Viene anche disposto che qualora tali informazioni siano fornite in più lingue, deve comunque essere presente la lingua italiana, alla quale va data visibilità e leggibilità almeno pari alle altre lingue (è questo il caso delle istruzioni relative ad un apparecchio elettronico, le quali generalmente vengono presentate in più lingue).
Il terzo comma, invece, legittima l’uso di espressioni anche non in lingua italiana, purchè si tratti di espressioni divenute di uso comune; l’esempio classino che può farsi è quello del termine inglese “
computer”, il quale può essere usato senza la traduzione in italiano di “elaboratore elettronico”, termine che potrebbe perfino avere l’effetto di confondere il consumatore.
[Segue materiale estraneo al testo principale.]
Issue #1023, opened 2020-10-08
Unnecessary SQL queries when editing target filters.


Sergey-G-dev:
**Problem description.**
A frequent use case is to modify a target filter. To do that, we have to navigate to "Target Filters" view and select a specific filter by clicking on its name. After that a detailed filter view is presented where the RSQL filter can be edited. At the same time, a database query is generated (based on the RSQL string) and performed and a list of matching targets is fetched from the DB and displayed on the page. But this operation is not necessary for the purpose of modifying a filter. It slows down the workflow and can increase the database load significantly, depending on complexity of the filter and the number of matching targets. 

**Improvement idea.**
A possible improvement would be to change the default behavior and not auto-load the list of matching targets when editing a filter. It would be still possible to fetch and display the matching targets by clicking on the magnifying glass symbol near the save button.

**Attempt to solve.**
After some code analysis and debugging sessions I found a method call which is resposible for performing the SQL query and populating the view with the retrieved targets. That is `targetFilterAddUpdateLayout.filterTargetListByQuery(proxyEntity.getQuery());` in the class `TargetFilterDetailsGridHeader.java`, line 144. After removing this line the view is not populated with the matching targets anymore. But the SQL query is still being generated and performed (in fact, two queries are being performed - one usual SELECT and another SELECT COUNT(..)). This does not make sense at all, because at this point it is unnecessary and the results are not presented anywhere. So I did some further investigation and discovered that there are several listeners attached to `AutoCompleteTextFieldComponent` class as well as its field `TextField queryTextField`. Apparently one of those listeners performs the query on each text change event in the Query Text Field (as long as it is valid). This looks like unnecessary overhead. I spent a good amount of time investigating the attached listeners, but until now I wasn't able to find the code that performs the SQL query. 

So if anyone could give me a hint where to look for that code, I would greatly appreciate it.

Sergey-G-dev:
[...]

PR #1121, opened 2021-05-25
Consider Target Fields when validating RSQL filters

stefbehl:
Based on feedback from (#1023)
Added valid TargetFields to RSQL validation when editing Target Filter.
Validation now also considers allowed Target Fields when validating RSQL filters.

Signed-off-by: Sergey Gerasimov <sergey.gerasimov@devolo.de>
Signed-off-by: Stefan Behl <stefan.behl@bosch.io>


bogdan-bondar (approved):
Thanks @stefbehl for taking it over! In general I don't have any other remarks except of one:
previously a bug was introduced in `MgmtRolloutResource#create` where `targetFilterQueryManagement#verifyTargetFilterQuerySyntax` is used. However, if you take a look at implementation of `JpaTargetFilterQueryManagement#verifyTargetFilterQuerySyntax` you would notice that it doesn't check anything but rather only creates `RSQLSpecification` via `RSQLUtility#parse`. Additionally, I guess while using MGMT Api for creating a target filter in `MgmtTargetFilterQueryResource#createFilter` validation is not being performed at all. In my opinion we can verify and fix it within this PR as well, what do you think?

Una applicazione pratica di quanto disposto da questa norma si ritrova in giurisprudenza, ed in particolare va segnalata la sentenza della Cass. pen., Sez. III, sentenza n. 20253 del 21/02/2014, pronunciata in tema di immissione sul mercato di prodotti pericolosi, ed in particolare di commercializzazione delle cosiddette "minimotociclette".
La violazione dell'obbligo di apporre su tali prodotti le avvertenze in lingua italiana sull'uso e sui rischi specifici si è ritenuto perfino integrare il reato di cui all'art.
112, comma terzo, e non l'illecito amministrativo di cui all’art.
12, comma primo, del Codice del consumo, riguardante le ipotesi di prodotti non riportanti, in forme visibili e leggibili in lingua italiana, le informazioni di carattere generale dovute ai consumatori.